The most important thing which I got out of this webcast was a better understanding exactly what SKOS brings to the table and the difference between a controlled vocabulary, a thesaurus, a taxonomy, an ontology:
- Controlled vocabulary. Basically a set of standard terms. For example, "Yes" and "No" is a controlled vocabulary. May seem odd; but one could also use "yes" and "no"; "true" and "false"; "yeah" and "nay"; you get the point. A listing of postal codes for each of the states in the United States is a controlled vocabulary.
- Taxonomy. A taxonomy adds the notion of a hierarchy between the members of a controlled vocabulary. For example, the terms "horse" and "cat" and "dog" are all types of "mammals".
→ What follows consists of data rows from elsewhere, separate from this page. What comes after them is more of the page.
PR #917, opened 2019-09-03
CGMES correction: rho and alpha of PTC depend on the side where the PTC is

### LINKED ISSUE #905: Wrong conversion of PTC

The conversion of symmetrical and asymmetrical PTC from CGMES to IIDM has to be reviewed. 

1) The side where the PTC is located is not taken into account. I think that it is missing because rho and alpha have to be changed when we move the PTC from side 2 to side 1 in IIDM.  

2) The computation of rho is wrong for asymmetrical PTC. In the code, we have:
double alpha = Math.atan2(dy, 1 + dx);
double rho = Math.hypot(dy, 1 + dx);

1) We have to introduce alpha = - alpha and rho = 1 / rho when the PTC is located on side 2.

2) We have to do:
double alpha = Math.atan2(dy, 1 + dx);
double rho = 1 / Math.hypot(dy, 1 + dx);

IOP June wrong on TransnetBW/REN/REE and on ELES.

  - PowSyBl Version: ...
  - OS Version: ...

MioRtia:

Fixes #905

### DIFF
--- a/cgmes/cgmes-conversion/src/main/java/com/powsybl/cgmes/conversion/elements/PhaseTapChangerConversion.java
+++ b/cgmes/cgmes-conversion/src/main/java/com/powsybl/cgmes/conversion/elements/PhaseTapChangerConversion.java
@@ -290,15 +290,19 @@ public class PhaseTapChangerConversion extends AbstractIdentifiedObjectConversio
             int n = step - neutralStep;
             double dx = (n * du - du0) * Math.cos(theta);
             double dy = (n * du - du0) * Math.sin(theta);
-            double alpha = Math.atan2(dy, 1 + dx);
-            double rho = Math.hypot(dy, 1 + dx);
+            double angle = Math.atan2(dy, 1 + dx);
+            double ratio = Math.hypot(dy, 1 + dx);
 
             // CGMES uses ratio to define the relationship between voltage ends while IIDM uses rho
             // ratio and rho as complex numbers are reciprocals. Given V1 and V2 the complex voltages at end 1 and end 2 of a branch we have:
             // V2 = V1 * rho and V2 = V1 / ratio
             // This is why we have: rho=1/ratio and alpha=-angle
-            alphas.add(-alpha);
-            rhos.add(1 / rho);
+            double alpha = -angle;
+            double rho = 1 / ratio;
+
+            // In IIDM, all PTC must be side one
+            alphas.add(side == 1 ? alpha : -alpha);
+            rhos.add(side == 1 ? rho : 1 / rho);
 
             LOG.debug("ACTUAL    n,dx,dy,alpha,rho  {} {} {} {} {}", n, dx, dy, alpha, rho);
         }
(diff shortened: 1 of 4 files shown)


cgmes/cgmes-conversion/src/main/java/com/powsybl/cgmes/conversion/elements/PhaseTapChangerConversion.java
```diff
@@ -313,33 +317,37 @@ private void fillAlphaRhoListsSymmetrical(
...
+                alphas.add(side == 1 ? alpha : -alpha);
+                rhos.add(1.0);
             }
         } else {
             for (int step = lowStep; step <= highStep; step++) {
                 int n = step - neutralStep;
                 double dy = (n * du / 2 - du0) * Math.sin(theta);
-                double alpha = 2 * Math.asin(dy);
-                double rho = 1.0;
+                double angle = 2 * Math.asin(dy);
```
annetill: I think it is better to leave ratio = 1.0; for a better understanding of the code.

cgmes/cgmes-conversion/src/main/java/com/powsybl/cgmes/conversion/elements/PhaseTapChangerConversion.java
```diff
@@ -313,33 +317,37 @@ private void fillAlphaRhoListsSymmetrical(
...
 
                 // CGMES uses ratio to define the relationship between voltage ends while IIDM uses rho
                 // ratio and rho as complex numbers are reciprocals. Given V1 and V2 the complex voltages at end 1 and end 2 of a branch we have:
                 // V2 = V1 * rho and V2 = V1 / ratio
                 // This is why we have: rho=1/ratio and alpha=-angle
-                alphas.add(-alpha);
-                rhos.add(1 / rho);
+                double alpha = -angle;
```
annetill: Maybe rho = 1 / ratio ; ?

cgmes/cgmes-conversion/src/main/java/com/powsybl/cgmes/conversion/elements/PhaseTapChangerConversion.java
```diff
@@ -313,33 +317,37 @@ private void fillAlphaRhoListsSymmetrical(
...
+
+                // In IIDM, all PTC must be side one
+                alphas.add(side == 1 ? alpha : -alpha);
+                rhos.add(1.0);
```
annetill: Prefer rho instead of 1.0

cgmes/cgmes-conversion/src/main/java/com/powsybl/cgmes/conversion/elements/PhaseTapChangerConversion.java
```diff
@@ -313,33 +317,37 @@ private void fillAlphaRhoListsSymmetrical(
...
 
-                LOG.debug("ACTUAL    n,dy,alpha,rho  {} {} {} {}", n, dy, alpha, rho);
+                LOG.debug("ACTUAL    n,dy,alpha,rho  {} {} {} {}", n, dy, alpha, 1.0);
```
annetill: Prefer rho instead of 1.0

PR #922, opened 2019-09-05
Remove deprecated sonar conf. Try to use the default conf.

jonenst:

Fix coverage report on sonarcloud
- sonar.jacoco.reportPath (merged exec) was deprecated and replaced with sonar.jacoco.reportPaths (multiple execs)
- sonar.jacoco.reportPaths (multiple execs) is deprecated and replaced with sonar.coverage.jacoco.xmlReportPaths (xml reports)

The coverage report dropped 10% after https://github.com/powsybl/powsybl-core/pull/893 .
This may be because we use a doubly deprecated jacoco-merge.exec system.

Try to use the xml reports:
https://sonarcloud.io/documentation/analysis/coverage/

> sonar.jacoco.reportPaths    Deprecated. Use sonar.coverage.jacoco.xmlReportsPath. Path to JaCoCo reports in binary format. Supported only for Java

>  sonar.coverage.jacoco.xmlReportPaths | Comma-delimited list of paths to JaCoCo XML coverage reports.

NO

### DIFF
--- a/distribution-core/pom.xml
+++ b/distribution-core/pom.xml
@@ -463,26 +463,6 @@
             <build>
                 <plugins>
                     <plugin>
-                        <groupId>org.apache.maven.plugins</groupId>
-                        <artifactId>maven-antrun-plugin</artifactId>
-                        <version>${maven.antrun.version}</version>
-                        <executions>
-                            <execution>
-                                <phase>verify</phase>
-                                <goals>
-                                    <goal>run</goal>
-                                </goals>
-                                <configuration>
-                                    <target name="copy jacoco reports">
-                                        <copy todir="${project.build.directory}/jacoco" flatten="true">
-                                            <fileset dir=".." includes="**/jacoco*.exec" />
-                                        </copy>
-                                    </target>
-                                </configuration>
-                            </execution>
-                        </executions>
-                    </plugin>
-                    <plugin>
                         <groupId>org.jacoco</groupId>
                         <artifactId>jacoco-maven-plugin</artifactId>
                         <executions>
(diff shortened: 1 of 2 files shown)


distribution-core/pom.xml
```diff
@@ -462,26 +462,6 @@
             </activation>
             <build>
                 <plugins>
-                    <plugin>
-                        <groupId>org.apache.maven.plugins</groupId>
-                        <artifactId>maven-antrun-plugin</artifactId>
-                        <version>${maven.antrun.version}</version>
```
mathbagu: To be confirmed, but it should be possible to remove this property in the parent pom.xml

pom.xml
```diff
@@ -109,11 +109,12 @@
...
 
-        <sonar.jacoco.reportPaths>
-            ../target/jacoco-merge.exec,
-            ../../target/jacoco-merge.exec,
-            ../../../target/jacoco-merge.exec
-        </sonar.jacoco.reportPaths>
+        <sonar.coverage.jacoco.xmlReportPaths>
+            ../distribution-core/target/site/jacoco-aggregate/jacoco.xml,
+            ../../distribution-core/target/site/jacoco-aggregate/jacoco.xml,
+            ../../../distribution-core/target/site/jacoco-aggregate/jacoco.xml
```
mathbagu: What is the most robust to a change: `../target/site/jacoco-aggregate/jacoco.xml` vs `../distribution-core/target/site/jacoco-aggregate/jacoco.xml`

distribution-core/pom.xml
jonenst: removed

pom.xml
jonenst: As discussed, the report is generated by jacoco:report-aggregate defined in the pom.xml of distribution-core. Therefore by default, the report is generated in distribution-core/target/...

We could change the outputDirectory of the jacoco:report-aggregate to output it in the target of the top project, but we prefer to use the default conf of jacoco:report-aggregate to have less surprise for developers looking for these reports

- Thesaurus. A thesaurus provides a specific type of relationship, a similar term, a broader term, or a narrower term.
- Ontology. An ontology allows you to define your own types of relationships; specific, explicit types of relationships rather than general "parent-child" type relationships.
So SKOS is the global standard way for defining controlled vocabularies, taxonomies, thesauri. SKOS is also a standard way to build other ontologies, it seems. SKOS leverages the standards RDF and OWL. So basically, SKOS is a standard way of using the RDF and OWL standard to extend the SKOS framework. So, SKOS is extensible in a controlled manner.
Why is this important for XBRL? Two reasons. First, this clearly shows the weakness of things like the "parent-child" relationship in the XBRL presentation relations. "Parent-child" has no real meaning. But, people building taxonomies (a) imply meaning, (b) imply meaning differently thus creating inconsistencies, (c) don't communicate that meaning to others using the XBRL taxonomy. This is true of both the IFRS and US GAAP financial reporting taxonomies.
Second, the XBRL definition relations DO provide a mechanism for communicating meaning of relations. For example, the XBRL Dimensions specification does exactly this, defining "all", "not-all", "hypercube-dimension", "dimension-domain", "domain-member" relations. Now, these are more technically oriented-type relations; but they are explicit. Other explicit type relations can be defined. However, is XBRL the best mechanism for articulating more relationships? Is SKOS better? Or OWL?